Summer was suffering and Autumn wants to be advantageous 

Kiera Kemppainen

The rainbow I found before a football game that encompasses all my fall feelings.

I was never one to be alone. 

But now, it seems that’s all that I ever am.

My Summer was the child that played on the swings every day, always alone. She was isolated but never seemed to look sad. Other kids would think she was happy to be alone—that she preferred it. 

It was all a facade. 

Her TikTok videos were rare, but always exuberant and exciting. The rarity was not for means of being private. It was for the means of being lonely.

She expected the perfect life. Summer was her lifetime, and she was determined to make it shine. She was going to fill her world with lustrous light. Her sister Autumn could tell it was only ever a dim glow.

Summer could never tell herself how bad it truly was. She kept waiting for her life to pick up and be a movie; that was something it would never do. In reality, she was a series of short episodes that were cut too short for the viewer’s joy.

Autumn can look back upon Summer’s grave and tell her she set her viewer up for greatness. Autumn pulled the viewer back in as an all-too-needed reprise. 

Autumn is the child that expects greatness from those around her—she surrounds herself with beautiful people to bring her joy. Yes, she is alone at times, but she illuminates more than summer.

She has become the movie that Summer longed to star in. Perhaps not the most exciting, but she finds herself in a good place. Drama occurs as it would with any time she would be around people. Autumn’s life keeps the viewer entertained.

Deep down, Autumn does still feel alone. She feels she cannot share anything with anyone. She fears the world of being less private. Her secrets will stay inside her like the pumpkin pie spice creamer in her coffee.

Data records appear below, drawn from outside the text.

PR #9028, opened 2025-07-18
[#9027] improve CSV download using Datastore dump

### LINKED ISSUE #9027: Datastore dump is slow while downloading more then 1mln records
Postgres backend is using "offset" implementation and as a results, the iteration between items getting slower and slower due to "offset" trying to cut off previous Records.

Need to update the SQL queries to have much faster solution.

Engerrs:
Fixes: #9027 

## advanced datastore filters + fast datastore_search pagination

- `datastore_search` and `datastore_delete` `filters` now accept
  range values and nested AND and OR operations
- `datastore_search` now returns a `next_page` value with
  filters that can be used for fast pagination when records
  are returned sorted by their `_id` field
- datastore dump endpoint now uses fast pagination to more
  quickly stream large datasets as CSV, JSON, etc.


ckanext/datastore/backend/postgres.py
```diff
@@ -1470,13 +1472,19 @@ def search_data(context: Context, data_dict: dict[str, Any]):
         sort_clause = ''
 
     records_format = data_dict['records_format']
+    if last_id:
+        # Keyset Pagination
+        final_statement = 'WHERE _id > {last_id} {sort} LIMIT {limit}'
```
wardi: This won't work when a different sort order is given

ckanext/datastore/backend/postgres.py
```diff
@@ -1536,6 +1548,17 @@ def search_data(context: Context, data_dict: dict[str, Any]):
             records = LazyJSONObject(v)
         else:
             records = msgspec.json.decode(v)
+
+    # Currently apply Keyset Pagination only to CSV format
+    if records_format == u'csv':
+        m_csv_string = records.rstrip('\n').rsplit('\n', 1)
```
wardi: This is checking for more than one line in the records?

Engerrs:
Hi @wardi , thanks for noticing the sorting issue. I updated the logic a bit to take thins into account.

Keyset Pagination sorting is its issue, when there complex sorting from more then 1 sorting element, in such cases requires to modify the "WHERE" condition into tuples, which makes things more complex and I want to avoid this for now, as we will need to re-write the "where_clause" logic. There also an scenario in which the query becomes even more complex, is where the sorting elements have different sorting order (e.g. one asc and the second desc), this can require splitting the query with "OR"s.

Due to the fact the Keyset Pagination initially was added to support quicker pure download for datastore dump, I would leave for now the logic to be able to support at least basic scenarios of sorting (e.g. asc and desc for _id) and conditioning. For all other more complex filters and sorting, it would use "offset", keeping in mind, that after filtering the amount of results becomes much lower.

wardi:
Thanks @Engerrs 

Instead of adding a new `last_id` parameter to the `datastore_search` API let's implement a special case of the [upcoming generic search filters](https://github.com/ckan/ckanext-search/blob/main/doc/filters.md) feature.

e.g. If `datastore_search` parameters contain:
```
{
  "filters": {
    "_id": {"gt": 123},
    …
  },
  …
}
```
Then treat "123" as the `last_id` value.

This way once the new generic search feature is implemented this will stop being a special case and users won't need to update their API usage. Document it as a special case for efficient pagination in `datastore_search` as part of this PR.

It's fine if it doesn't help with paginating other sort orders since we're being clear that we only want `_id` values greater than the number passed.

In this PR the same filter should work for all record formats, not just CSV.

ckanext/datastore/backend/postgres.py
```diff
@@ -1536,6 +1558,25 @@ def search_data(context: Context, data_dict: dict[str, Any]):
...
+            if m_csv_string:
+                try:
+                    m_csv_string = m_csv_string[-1]
+
+                    # Turn to int to make sure no broken value
+                    last_id = int(m_csv_string.split(',')[0].strip())
+                    data_dict['last_id'] = last_id
+                except (ValueError, IndexError, AttributeError):
+                    pass
+
```
wardi: let's avoid csv parsing by having the `datastore_search` endpoint return the last id in its response

Engerrs:
Hi @wardi , your last request required full rebuild of the initial implementation, which was a bit challenging to integrate it with the original logic and not break things.

The main updates:
1. Added constant for the operator logic + updated _where_clause to take into account the dict values, which have the operator and value.
2. There is no option of getting the "last_id" in the response, as different types (e.g. xml, json, csv) provide different output of the results, which will require similar parsing as done previously for CSV. Due to this, I added additional query for getting the last_id independently from the chosen type. I checked the performance and there no change in it after the additional query was added.
3. Additionally I had to add "last_id_operator" in the response, as the new approach of using filters with "operator": "value" approach requires the "operator" to make it work. That's why  "last_id_operator" provides this information in the "stream_dump" for the next iteration.
4. Updated the docstring + the .rst file for Datastore. I'm not that good at documentations, so feel free to modify it if needed.

ckanext/datastore/backend/postgres.py
```diff
@@ -85,6 +85,14 @@
 _UPSERT = 'upsert'
 _UPDATE = 'update'
 
+_OPERATORS = {
+    'eq': '=',
+    'gt': '>',
+    'gte': '>=',
+    'lt': '<',
+    'lte': '<=',
+    'in': 'in',
```
wardi: let's drop `'in'` because it's not required for pagination and we don't have tests covering its edge cases here

ckanext/datastore/backend/postgres.py
```diff
@@ -488,6 +499,16 @@ def _where_clauses(
     return clauses
 
 
+def _prepare_where_operator_and_value(value: dict[str, Any]) -> tuple[str, Any]:
+    try:
+        key = next(iter(value))
+        val = value[key]
+    except (StopIteration, KeyError):
+        return '=', value
```
wardi: we can ignore the multiple-value dict case too with:
```suggestion
    try:
        [(key, val)] = value.items()
    except ValueError:
        return '=', value
```

Engerrs:
Hi @wardi , done according to your request.

ckanext/datastore/backend/postgres.py
EricSoroos: This server-errors if you pass in a dictionary of:
```
field: {lt: val1, gt: val2}
```
as it winds up passing field = '{"lt": val1, "gt": val2}' to the database, and this isn't castable to any numeric format. 

Suggest something like: 
```
def _prepare_where_operator_and_value(value: dict[str, Any]) -> list[tuple[str, Any]]:
    try:
        return [(_OPERATORS[key],val) for key, val in value.items()]
    except KeyError as key:
        raise ValidationError(_("{0} is not a valid operator").format(key)
```

And then, since we're changing that return type to a list of tuples:
```
        else:
            field_filters = [('=', value)]
            if isinstance(value, dict):
                field_filters = _prepare_where_operator_and_value(value)

            for operator, value in field_filters:
                if fields_types[field] == 'text':
                    # pSQL can do int_field = "10"
                    # but cannot do text_field = 10
                    # this fixes parity there.
                    value = str(value)
                placeholder = f"value_{next(idx_gen)}"
                clause: tuple[Any, ...] = (
                    f'{sa.column(field)} {operator} :{placeholder}',
                    {placeholder: value}
                )
                clauses.append(clause)
```

To be fair, this isn't required for the specific use case of improving datastore dump, and this really just adds a backdoor feature for requesting ranges against the datastore. However, the error that we're

EricSoroos:
I'm seeing about a 2x speedup on my system with a 1.5M row dataset.  (In this case, 5 vs 10 sec)

wardi:
@Engerrs @EricSoroos in [5893dc5](https://github.com/ckan/ckan/pull/9028/commits/5893dc5627c086b94d69b76a9e7365c3f8a943e6) we're now getting the next id value as part of the same query that retrieves the data when possible, and the `next_page` return value can now be added directly to the filters parameter of the next call.

Let me know what you think.

wardi:
I was hoping to fix the issue of duplicated/missing rows that can happen when a rows are added/removed while a dump is running. Getting the next id as part of the same query solves this but for csv/tsv there's still a race condition where the next_id returned won't align with the records generated.

I could solve this by creating a temporary table, but if the temporary space configured in postgres is too small this could result in useless disk writes

I could calculate the `next_id` *first* then modify the query that generates the records to stop at the row with that id instead of using a `limit` but this could mean generating a page that is larger or smaller than what was requested. In the worst case it could even generate an empty set of results before the end of the actual records are released.

It might also be possible to generate csv/tsv data without `copy to` but that would be a much more complicated query (darn you postgres syntax for not being composable)

EricSoroos:
> I was hoping to fix the issue of duplicated/missing rows that can happen when a rows are added/removed while a dump is running. 

The only reliable way to do this is to rely on the database concurrency management to ensure that we're running in a single transaction or single query. 

> I could solve this by creating a temporary table, but if the temporary space configured in postgres is too small this could result in useless disk writes

I think this would be very bad for (large) dump tables where we're getting hit by multiple concurrent downloads.

Expanding that a bit -- we'd be trading (potentially cached) disk read pressure for read + write traffic. You might not see this at any given table size, but as the table size increases, you're more and more limited by disk access, and then you'd kick over into writing temporary tables and blowing your cache.

wardi:
CSV dump time for a real 13M record dataset:

before | after | change
--- | --- | ---
30:09 | 2:08 | 15× faster

Engerrs:
@wardi this is great!

ckanext/datastore/blueprint.py
```diff
@@ -141,11 +148,7 @@ class DictionaryView(MethodView):
 
     def _prepare(self, id: str, resource_id: str) -> dict[str, Any]:
         try:
-            check_access(
-                "datastore_create",
-                context={"user": current_user.name, "auth_user_obj": current_user},
-                data_dict={"resource_id": resource_id},
-            )
+            h.check_access("datastore_create", {"resource_id": resource_id})
```
EricSoroos: This is incorrect.  Calling h.check_access and not checking the return boolean essentially bypasses the check.

wardi: reverted. thanks

wardi:
@EricSoroos fixed my earlier fix, let me know how this looks

EricSoroos (approved):

EricSoroos:
(what this doesn't help is That One Guy downloading an entire 700k element dataset using datastore_search and limit offset pagination, by 100 records at a time)

wardi:
@EricSoroos I'm in favor of putting a hard limit on the accepted `offset` values to *encourage* use of more efficient pagination

EricSoroos:
I've done that recently on a non-ckan project.

amercader:
@wardi it looks like merging this broke master (and 2.12 as I cherry picked the changes):

https://github.com/ckan/ckan/actions/runs/25790338655/job/75754184258

The branch wasn't up to date with master and there are conflicts with https://github.com/ckan/ckan/pull/9298. Basically `WHITELISTED_RESOURCES` is gone from datastore/logic/action.py but is still imported and used from the datastore blueprint. Would you mind updating the blueprint to the new logic against latest master?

If she leaves them out, her coffee will be too strong, too much—just like how she will be.

She lives in the fear that no one will want her if she becomes too much. She hangs on the validation of others. She’s terrified of what could happen if they leave her.

Will she be the next Summer? Will she be buried next to Summer in the deepest trenches of the viewer’s heart? Will she have to be hidden?

She fights in an endless tug of war with the words that want to be said. She doesn’t want to be alone again.

Fighting the pull of Summer’s burial site, she only posts things she’s happy about on her TikTok. She won’t post something that she doesn’t feel is accurate. While she may be fighting to have people not know her innermost thoughts, she tries to be open.

She doesn’t want to live in secret, yet she wants to be able to keep things private.

She doesn’t want to become alone, and she wants to have her friends.

She doesn’t want to become Summer, and she wants to stay Autumn.